Intervention de Philippe Noguès

Réunion du 9 octobre 2013 à 9h45
Commission du développement durable et de l'aménagement du territoire

Photo issue du site de l'Assemblée nationale ou de WikipediaPhilippe Noguès :

En vous écoutant, mesdames et monsieur, je me disais que nous avions bien fait de vous inviter. En quelques minutes, vous avez balayé les thèmes cruciaux qui font l'intérêt de la RSE. En qualité de membre de la commission du développement durable, je me félicite que la RSE soit au coeur de l'actualité en ce moment, car ce sigle porte l'idée que le développement durable n'est pas un sujet à part dans la société. C'est, bien au contraire, un enjeu central et un objectif d'intérêt général que nous devons promouvoir à tous les niveaux. Or comment promouvoir développement durable et transition écologique sans impliquer les entreprises ? L'intérêt fondamental de la RSE est là : transposer au niveau microéconomique, au plus près des métiers, des stratégies, des cultures d'entreprise, les enjeux du développement durable sans renoncer à notre compétitivité. De ce point de vue, la RSE est un atout pour nos entreprises et nos territoires, notamment parce qu'une véritable démarche RSE favorise la compétitivité hors coûts, l'innovation et la maîtrise des risques.

J'insisterai sur cinq axes qui me semblent fondamentaux.

D'abord, la nécessité d'un dialogue social élargi. Il est important de réfléchir au cadre et pas seulement au résultat : qui s'occupe de la RSE dans l'entreprise ; comment sont élaborées les démarches RSE ; comment mieux impliquer les salariés, en faisant de la RSE un objet de négociation collective, y compris au niveau des branches professionnelles. N'oublions pas que le « S » de RSE renvoie au social. Elle doit permettre aux entreprises de concilier démocratie sociale et développement durable.

Ensuite, la nécessité de diffuser la RSE auprès des PME. C'est une priorité. Il faut abandonner l'idée que la RSE est un luxe réservé aux grands groupes. Plusieurs moyens d'y parvenir existent, les principaux étant de mutualiser les coûts et de définir des politiques sectorielles de RSE, tant il est vrai qu'une banque et une entreprise de chimie ne sont pas comparables. Les branches professionnelles apparaissent comme l'échelon pertinent. Il faudra réfléchir à la responsabilité sociale des donneurs d'ordres qui, aujourd'hui, ont malheureusement souvent tendance à préférer le moins-disant social.

Rendre les entreprises responsables de leurs actes à l'étranger est un autre axe important. Après le drame du Rana Plaza au Bangladesh, on ne peut plus fermer les yeux. Outre que les droits humains sont bafoués, c'est aussi une question de compétitivité.

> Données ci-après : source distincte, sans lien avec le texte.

Issue #102, opened 2018-07-17
Conversation Stat Bot


lealgamb:
I'm implementing this bot and I wanted to get your guys' feedback on its features. I'm thinking that this bot should be responsible for providing the following:

- Conversation owner
- Conversation creation time
- Privacy status
- number of users
- number of messages
- most/least active users

On that last point, perhaps it can be formatted as a leader board, for both the top 5 and bottom 5 users. What do you guys think?

Also, unlike NemoBot I'm leaning towards not having a map approach for this bot. Instead, on every @ mention, it should just reply with the information listed above since its purpose is very general. Do you guys agree?

yebrahim:
I'm not sure about the last statistic, it doesn't feel very useful to me. The rest I'm +1 on.
A map-style approach would still work, but can't contain the entire logic obviously. You can still use the map to contain the string-formatted messages: `"privacy" -> "This conversation is %s."`

vocatwk:
I like these features. I would rather prefer it answer each one individually though.

PR #103, opened 2018-07-17
Conversation Stat Bot Created

lealgamb:
Created a new bot responsible for conversation statistics. Currently only replies with "Stats loading...". Issue #102 talks about its design and features.

image


jasminechau2:
This looks good!

src/main/java/codeu/controller/ServerStartupListener.java
```diff
@@ -44,6 +45,8 @@ public void contextInitialized(ServletContextEvent sce) {
 
       NemoBot nemoBot = new NemoBot("../../src/main/java/codeu/model/data/NemoBot.txt");
       botController.registerBot(nemoBot.getMentionKey(), nemoBot);
+      ConversationStatBot conversationStatBot = new ConversationStatBot();
+      botController.registerBot(conversationStatBot.getMentionKey(), conversationStatBot);
```
yebrahim: Did we never get around to making `registerBot` take only the Bot instance, and call its `getMentionKey` method within? I can't remember how that discussion went.

src/main/java/codeu/model/data/ConversationStatBot.java
```diff
@@ -0,0 +1,76 @@
...
+
+    return answerMap.get(keyword);
+  }
+
+  /** 
+  * Scans a message to identify keywords in the map. Ignores case.
+  *
+  * @return null if no word is registered.
+  */
+  private String getKeyword(String message) {
```
yebrahim: This seems like a common utility that we could've pushed into a `Bot` base class (instead of the interface). No need for changes now, just pointing out that now we have a reason for a base class. :)

lealgamb: Ah, that makes sense. We could've avoided copy and pasting code.

src/main/java/codeu/controller/ServerStartupListener.java
lealgamb: I can update this. Is this what similar to what you have in mind?

```
botController.registerBot(bot); // In ServerStartUpListener
...
// In BotController
registerBot(Bot bot) {
botMap.put(bot.getMentionKey(), bot);
...
}
```

yebrahim: Yup, exactly!

lealgamb:
This is how the bot replies with the latest changes. 

image

lealgamb:
The bot now replies with the latest changes.
image

jasminechau2:
This looks amazing!

src/main/java/codeu/model/data/ConversationStatBot.java
```diff
@@ -47,11 +86,41 @@ public String getMentionKey() {
...
+    }
+    else if (keyword.equalsIgnoreCase("created")) {
+      return String.format(botAnswer, getCreation(conversation.getCreationTime()));
+    }
+    else if (keyword.equalsIgnoreCase("privacy")) {
+      return String.format(botAnswer, getPrivacy(conversation.isPrivate()));
+    }
+    else if (keyword.equalsIgnoreCase("users")) {
+      int numberOfUsers = getNumberOfUsers(conversation);
+      if (numberOfUsers > 1) {
```
yebrahim: nit: You could shorten these six lines to:
`return String.format(botAnswer, numberOfUsers) + (numberOfUsers > 1 ? "s." : ".");`
Or if you don't like the long line:
```
String suffix = (numberOfUsers > 1 ? "s." : ".");
return String.format(botAnswer, numberOfUsers) + suffix;
```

Ce serait un moyen de protéger les entreprises de nos territoires contre le dumping environnemental et sur les droits de l'homme, aussi néfaste que le dumping social qui pénalise grandement notre économie et nos entreprises. Des parlementaires de la majorité travaillent à une proposition de loi sur le sujet.

Hier soir, la semaine de l'investissement responsable a été lancée à l'Assemblée nationale. Trois cents personnes étaient rassemblées dans la salle Colbert, c'est dire si l'ISR s'impose comme le bras armé de la RSE. Il faut que la finance s'en empare, sans céder aux égarements constatés ces dernières années.

Enfin, la Cour des comptes ne fonde ses appréciations que sur l'aspect financier, oubliant la performance sociale et environnementale de l'État. Dans ce domaine, il y a certainement beaucoup à faire. L'État est à la fois un donneur d'ordres, un employeur, un propriétaire immobilier, un actionnaire et un investisseur ; il doit se poser des questions quant à sa responsabilité sociale et environnementale. Il en va de la crédibilité de l'action publique et de la légitimité des normes que nous voulons imposer au monde économique. Depuis un an, notre commission s'est saisie du sujet, faisant passer un amendement sur la RSE dans le projet de loi BPI et engageant un débat sur l'extension des exigences de compte rendu extra-financier aux entreprises publiques. Il faut poursuivre dans cette voie.